Through Alibaba Cloud’s AI Platform, they will jointly develop in areas including safety and security, mobility, urban planning, energy, education and health.
“Saudi Arabia’s Vision 2030 has clear goals to transform KSA [Kingdom of Saudi Arabia] cities into smart cities by unlocking the value of city data as a national asset.”
He added that the country’s smart city project is well underway in Riyadh City.
“This partnership with Alibaba Cloud will support the acceleration of the transformation of our cities, through enabling intelligence-driven technologies and AI techniques that will fuel sustainable economic development and a high quality of life to our citizens,” he said.
Separately, Saudi Arabia is to share its AI skills with developing world. The Saudi Data and Artificial Intelligence Authority (SDAIA) is working with the World Bank to support developing countries harness the technology.

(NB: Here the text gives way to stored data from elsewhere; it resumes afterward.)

PR #284, opened 2021-12-17
Add new flag to parent

avimanyum:
This PR adds a new flag to the parent command that allows us to skip the PR creation operations. If this flag is set to "true", DFIU will only update the image tag store and exit without creating PRs to any of the downstream repos. If the flag is set to "false", DFIU continues behaving the same way it does now. By default, the flag is set to false.

### DIFF
--- a/dockerfile-image-update/src/main/java/com/salesforce/dockerfileimageupdate/CommandLine.java
+++ b/dockerfile-image-update/src/main/java/com/salesforce/dockerfileimageupdate/CommandLine.java
@@ -78,6 +78,10 @@ public class CommandLine {
                 .help("regex of repository names to exclude from pull request generation");
         parser.addArgument("-B")
                 .help("additional body text to include in pull requests");
+        parser.addArgument("-s")
+                .type(Boolean.class)
+                .setDefault(false)
+                .help("Only update image tag store. Skip creating PRs");
         return parser;
     }
 
--- a/dockerfile-image-update/src/main/java/com/salesforce/dockerfileimageupdate/CommandLine.java
+++ b/dockerfile-image-update/src/main/java/com/salesforce/dockerfileimageupdate/CommandLine.java
@@ -78,7 +78,7 @@ public class CommandLine {
                 .help("regex of repository names to exclude from pull request generation");
         parser.addArgument("-B")
                 .help("additional body text to include in pull requests");
-        parser.addArgument("-s")
+        parser.addArgument("-s", "--" + Constants.SKIP_PR_CREATION)
                 .type(Boolean.class)
                 .setDefault(false)
                 .help("Only update image tag store. Skip creating PRs");
--- a/dockerfile-image-update/src/main/java/com/salesforce/dockerfileimageupdate/subcommands/impl/Parent.java
+++ b/dockerfile-image-update/src/main/java/com/salesforce/dockerfileimageupdate/subcommands/impl/Parent.java
@@ -52,7 +52,7 @@ public class Parent implements ExecutableWithNamespace {
 
         if (ns.get(Constants.SKIP_PR_CREATION)) {
             log.info(String.format("Since the flag %s is set to True, the PR creation steps will " +
-                    "be skipped. ", ns.get(Constants.SKIP_PR_CREATION)));
+                    "be skipped. ", Constants.SKIP_PR_CREATION));
             System.exit(0);
         }
         GitHubPullRequestSender pullRequestSender =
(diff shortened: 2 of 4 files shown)


dockerfile-image-update/src/main/java/com/salesforce/dockerfileimageupdate/CommandLine.java
```diff
@@ -78,6 +78,10 @@ static ArgumentParser getArgumentParser() {
                 .help("regex of repository names to exclude from pull request generation");
         parser.addArgument("-B")
                 .help("additional body text to include in pull requests");
+        parser.addArgument("-s", "--" + Constants.SKIP_PR_CREATION)
```
justinharringa, line 81: Would `--dry-run` make sense?

justinharringa: Actually, this seems to be of a different intent than just skipping PR creation as well. Should this be a different command altogether?

afalko: What would you suggest the subcommand name be @justinharringa ? 

dry-run isn't good because we intend to change our datastore, which is a mutation. 

Naming is always hard, but we can also change this flag to be `--only-persist-tag-store`.

I'm honestly partial to keeping what @avimanyum has right now.

dockerfile-image-update/src/main/java/com/salesforce/dockerfileimageupdate/subcommands/impl/Parent.java
```diff
@@ -50,6 +50,11 @@ public void execute(final Namespace ns, DockerfileGitHubUtil dockerfileGitHubUti
         log.info("Updating store...");
         this.dockerfileGitHubUtil.getGitHubJsonStore(ns.get(Constants.STORE)).updateStore(img, tag);
 
+        if (ns.get(Constants.SKIP_PR_CREATION)) {
+            log.info(String.format("Since the flag %s is set to True, the PR creation steps will " +
```
afalko, line 54: Not need to `String.format`

Do this instead: 
`log.info("Since the flag {} is set to True, the PR creation steps will be skipped.", Constants.SKIP_PR_CREATION)`

Also, notice you have a trailing space after the period as well.

dockerfile-image-update/src/main/java/com/salesforce/dockerfileimageupdate/subcommands/impl/Parent.java
```diff
@@ -50,6 +50,11 @@ public void execute(final Namespace ns, DockerfileGitHubUtil dockerfileGitHubUti
         log.info("Updating store...");
         this.dockerfileGitHubUtil.getGitHubJsonStore(ns.get(Constants.STORE)).updateStore(img, tag);
 
+        if (ns.get(Constants.SKIP_PR_CREATION)) {
```
afalko, line 53: Can you add a utest? We need to ensure that if somebody adds other processing that is non-PR related isn't surprised.

dockerfile-image-update/src/main/java/com/salesforce/dockerfileimageupdate/CommandLine.java
justinharringa: Perhaps a mode called `update-store`? Seems that would also be a simple change.

dockerfile-image-update/src/main/java/com/salesforce/dockerfileimageupdate/subcommands/impl/Parent.java
```diff
@@ -50,6 +50,11 @@ public void execute(final Namespace ns, DockerfileGitHubUtil dockerfileGitHubUti
...
+            log.info(String.format("Since the flag %s is set to True, the PR creation steps will " +
+                    "be skipped. ", Constants.SKIP_PR_CREATION));
+            System.exit(0);
```
justinharringa, line 56: Would a `return` be more natural here?

dockerfile-image-update/src/main/java/com/salesforce/dockerfileimageupdate/CommandLine.java
avimanyum: To keep this consistent between `child` and `parent` subcommands, we can add a similar check in the `child` sub command execution as well.

afalko (approved):
Thanks!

Beginning in Africa, the SDAIA will assist countries in creating policies and initiatives that harness the power of AI to support national development and growth. It seeks to identify gaps in the ability for developing nations to utilise AI and data and develop their own AI policies
Abdullah Alwagait, director of the National Information Center, said:
“Data and AI are at the heart of Saudi Arabia’s Vision 2030, and through the development of our own AI agenda and policies, we have developed skills and resources that we want to share to ensure that all nations are equally prepared to harness the value of AI.”
Makhtar Diop, vice-president of infrastructure at the World Bank, said AI creates opportunities to solve complex development challenges to end poverty and build prosperity.
“The technology also comes with risks which, if left unattended, can threaten to inflate the widening AI divide between – and within – developing countries, increasing social inequality and leaving millions, if not billions, even further behind.
“This initiative aims to help governments harness AI technologies while adopting the appropriate safeguards for ensuring privacy and protection as well as inclusivity and unbiased algorithms.”